• _EXERCISE DIRECTIONS_:
Print the lines of the data, starting with the first, up to and including the line where "lot of flexibility)" appears.

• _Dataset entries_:
PR #3144, opened 2024-10-17
Allow customization of Parallelstore mounts

wiktorn:
Add two customization options:
* daos_agent_config - to allow providing additional configuration in `/etc/daos/daos_agent.yml`
* dfuse_environment - to allow providing environment variables for `dfuse` process

## Topics for discussion:
* [x] whether using templates is proper approach here (it gives a lot of flexibility)
* [x] support for whitespaces in mount points (currently not supported, not sure if it was supported earlier)
* [x] handling of `/etc/daos/daos_agent.yml` - currently anyway everything is commented, and we just uncomment specific lines with `sed`. The other approach is either to create a new file (as implemnted), or just make sure that everything is commented, and just add configuration at the end. I think this aproach is cleaner in terms of what is expected result / file content.
* [x] usage of systemctl to start dfuse on first call. I did not implemented as such for now, as I didn't find a good way to fail `systemctl start` command if dfuse failed to start and this is current behavior
* [x] Adding `Restart=always` to systemd unit. With my testing, one needs to run first `umount $mount_point`, but if this indeed is necessary, this could be wrapped in script together with `$mount_command`, and this would make sure, that even if `dfuse` crashes, it will restart

## TODO
* [x] align those changes with `modules/file-system/pre-existing-network-storage`

This PR also addresses bug in startup-script module,
```
startup-script: Mon Dec 16 08:44:43 -0500 2024 Info [4589]: === start executing runner: early_run_hotfixes.sh-b383 ===
startup-script: /slurm/custom_scripts/controller.d/ghpc_daos_mount.sh: line 373: .//tmp/tmp.g1yoDyA6T5/early_run_hotfixes.sh: No such file or directory
startup-script: Mon Dec 16 08:44:43 -0500 2024 Info [4589]: === early_run_hotfixes.sh-b383 finished with exit_code=127 ===
startup-script: Mon Dec 16 08:44:43 -0500 2024 Error [4589]: === execution of early_run_hotfixes.sh-b383 failed, exiting ===


If re-running the script, using for example: DEBUG=1 google_metadata_script_runner startup
```

### DIFF
--- a/modules/file-system/parallelstore/templates/mount-daos.sh.tftpl
+++ b/modules/file-system/parallelstore/templates/mount-daos.sh.tftpl
@@ -20,59 +20,48 @@ OS_VERSION=$(awk -F '=' '/VERSION_ID/ {print $2}' /etc/os-release | sed -e 's/"/
 OS_VERSION_MAJOR=$(awk -F '=' '/VERSION_ID/ {print $2}' /etc/os-release | sed -e 's/"//g' -e 's/\..*$//')
 
 if ! {
-	{ [[ "${OS_ID}" = "rocky" ]] || [[ "${OS_ID}" = "rhel" ]]; } && { [[ "${OS_VERSION_MAJOR}" = "8" ]] || [[ "${OS_VERSION_MAJOR}" = "9" ]]; } ||
-		{ [[ "${OS_ID}" = "ubuntu" ]] && [[ "${OS_VERSION}" = "22.04" ]]; } ||
-		{ [[ "${OS_ID}" = "debian" ]] && [[ "${OS_VERSION_MAJOR}" = "12" ]]; }
+	{ [[ "$${OS_ID}" = "rocky" ]] || [[ "$${OS_ID}" = "rhel" ]]; } && { [[ "$${OS_VERSION_MAJOR}" = "8" ]] || [[ "$${OS_VERSION_MAJOR}" = "9" ]]; } ||
+		{ [[ "$${OS_ID}" = "ubuntu" ]] && [[ "$${OS_VERSION}" = "22.04" ]]; } ||
+		{ [[ "$${OS_ID}" = "debian" ]] && [[ "$${OS_VERSION_MAJOR}" = "12" ]]; }
 }; then
-	echo "Unsupported operating system ${OS_ID} ${OS_VERSION}. This script only supports Rocky Linux 8, Redhat 8, Redhat 9, Ubuntu 22.04, and Debian 12."
+	echo "Unsupported operating system $${OS_ID} $${OS_VERSION}. This script only supports Rocky Linux 8, Redhat 8, Redhat 9, Ubuntu 22.04, and Debian 12."
 	exit 1
 
 fi
 
-# Parse local_mount, mount_options from argument.
-# Format mount-options string to be compatible to dfuse mount command.
-# e.g. "disable-wb-cache,eq-count=8" --> --disable-wb-cache --eq-count=8.
-for arg in "$@"; do
-	if [[ $arg == --access_points=* ]]; then
-		access_points="${arg#*=}"
-	fi
-	if [[ $arg == --local_mount=* ]]; then
-		local_mount="${arg#*=}"
-	fi
-	if [[ $arg == --mount_options=* ]]; then
-		mount_options="${arg#*=}"
-		mount_options="--${mount_options//,/ --}"
-	fi
-done
-
 # Edit agent config
 daos_config=/etc/daos/daos_agent.yml
-sed -i "s/#.*transport_config/transport_config/g" $daos_config
-sed -i "s/#.*allow_insecure:.*false/  allow_insecure: true/g" $daos_config
-sed -i "s/.*access_points.*/access_points: $access_points/g" $daos_config
 
+# rewrite $daos_config from scratch
+mv $${daos_config} $${daos_config}.orig
+
+exclude_fabric_ifaces=""
 # Get names of network interfaces not in first PCI slot
 # The first PCI slot is a standard network adapter while remaining interfaces
 # are typically network cards dedicated to GPU or workload communication
-if [[ "$OS_ID" == "debian" ]] || [[ "${OS_ID}" = "ubuntu" ]]; then
+if [[ "$${OS_ID}" == "debian" ]] || [[ "$${OS_ID}" = "ubuntu" ]]; then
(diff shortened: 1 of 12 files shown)


modules/file-system/parallelstore/variables.tf
```diff
@@ -24,6 +24,20 @@ variable "deployment_name" {
   type        = string
 }
 
+variable "daos_agent_config" {
```
harshthakkar01, line 27: I am not sure if adding new variables would be a better choice. Since the underlying thought process behind toolkit is, how you can use same interface for all file systems, like I just need to change 1 line to deploy parallelstore from filestore in blueprint.

mr0re1: Frankly, I see no problem here. Added variables are parallelstore specific and go into parallelstore module. @harshthakkar01 what would be a better alternative?

harshthakkar01: Had an offline discussion and we agreed on moving on with this approach.

harshthakkar01:
> Adding Restart=always to systemd unit. With my testing, one needs to run first umount $mount_point, but if this indeed is necessary, this could be wrapped in script together with $mount_command, and this would make sure, that even if dfuse crashes, it will restart

In this case, if you `enable` systemd unit, it will run for every restart (this is the current behavior, wdyt ?).  For the case, you mentioned, I also observed you need to umount it first.

harshthakkar01:
>> usage of systemctl to start dfuse on first call. I did not implemented as such for now, as I didn't find a good way to fail systemctl start command if dfuse failed to start and this is current behavior

Current behavior we dont use systemd unit to mount the instance. We manually mount it using bash and `enable` the service to be run for every restart.

tpdownes:
> > Adding Restart=always to systemd unit. With my testing, one needs to run first umount $mount_point, but if this indeed is necessary, this could be wrapped in script together with $mount_command, and this would make sure, that even if dfuse crashes, it will restart
> 
> In this case, if you `enable` systemd unit, it will run for every restart (this is the current behavior, wdyt ?). For the case, you mentioned, I also observed you need to umount it first.

I strongly recommend `Restart=on-failure` for almost any SystemD unit unless `always` provides some benefit you can clearly articulate. I believe `always` isn't allowed for oneshots.

wiktorn:
> > > usage of systemctl to start dfuse on first call. I did not implemented as such for now, as I didn't find a good way to fail systemctl start command if dfuse failed to start and this is current behavior
> 
> Current behavior we dont use systemd unit to mount the instance. We manually mount it using bash and `enable` the service to be run for every restart.

Using systemd always would simplify the code, as there would only one way to mount the filesystem, whether this is the first startup of the instance, or the next one. The only drawback is that I did not find a way, to fail `systemctl enable --now` (or similar command) when service did not start successfully.

I can add a check after the call, with some sleeps to check if either service started successfully or the mountpoint is mounted and fail the startup script if those checks fail. WDYT?

harshthakkar01:
You may need to rebase this after https://github.com/GoogleCloudPlatform/cluster-toolkit/pull/3256 (this one was high priorty). I have discussed with Ivan and he will follow up with on this as I am ooo for 3 weeks from today.

wiktorn:
> You may need to rebase this after #3256 (this one was high priorty). I have discussed with Ivan and he will follow up with on this as I am ooo for 3 weeks from today.
> 
> Btw, we agreed on moving forward with adding customization for mounts. Thanks for this PR.

Thanks for letting me know. For now, I rebased this PR on top of #3256, once it is in, I can skip a few commits from here.

I aligned now `pre-existing-network-storage` with `parallelstore` in terms of scripts and APIs and fixed some smaller issues I faced (like installation failing on RHEL 8, but started to work well after `dnf clean all` :shrug: )

modules/scripts/startup-script/templates/startup-script-custom.tftpl
```diff
@@ -31,7 +31,7 @@ stdlib::runner() {
   stdlib::info "=== start executing runner: $object ==="
   case "$1" in
     ansible-local) stdlib::run_playbook "$destpath/$filename" "$args";;
-    shell) chmod u+x /$destpath/$filename && ./$destpath/$filename $args;;
+    shell) chmod u+x /$destpath/$filename && $destpath/$filename $args;;
```
wiktorn, line 34: This change is to fix failures like this:
```
startup-script: Mon Dec 16 08:44:43 -0500 2024 Info [4589]: === start executing runner: early_run_hotfixes.sh-b383 ===
startup-script: /slurm/custom_scripts/controller.d/ghpc_daos_mount.sh: line 373: .//tmp/tmp.g1yoDyA6T5/early_run_hotfixes.sh: No such file or directory
startup-script: Mon Dec 16 08:44:43 -0500 2024 Info [4589]: === early_run_hotfixes.sh-b383 finished with exit_code=127 ===
startup-script: Mon Dec 16 08:44:43 -0500 2024 Error [4589]: === execution of early_run_hotfixes.sh-b383 failed, exiting ===
```

harshthakkar01:
Please resolve conflicts

modules/file-system/parallelstore/templates/mount-daos.sh.tftpl
```diff
@@ -20,59 +20,55 @@ OS_VERSION=$(awk -F '=' '/VERSION_ID/ {print $2}' /etc/os-release | sed -e 's/"/
...
+  allow_insecure: true
+$exclude_fabric_ifaces
+${daos_agent_config}
+
+EOF
 
 # Get names of network interfaces not in first PCI slot
 # The first PCI slot is a standard network adapter while remaining interfaces
 # are typically network cards dedicated to GPU or workload communication
 if [[ "$OS_ID" == "debian" ]]; then
```
harshthakkar01, line 60: Will this be needed now ?

wiktorn: good catch, this is in the oven for too long :-)

harshthakkar01: Sorry about that. Its mainly from my side.

modules/scripts/startup-script/templates/startup-script-custom.tftpl
harshthakkar01: Ack, thanks for pointing this out and fixing it.

harshthakkar01 (approved):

• _ANSWER TO THIS PROBLEM_:
PR #3144, opened 2024-10-17
Allow customization of Parallelstore mounts

wiktorn:
Add two customization options:
* daos_agent_config - to allow providing additional configuration in `/etc/daos/daos_agent.yml`
* dfuse_environment - to allow providing environment variables for `dfuse` process

## Topics for discussion:
* [x] whether using templates is proper approach here (it gives a lot of flexibility)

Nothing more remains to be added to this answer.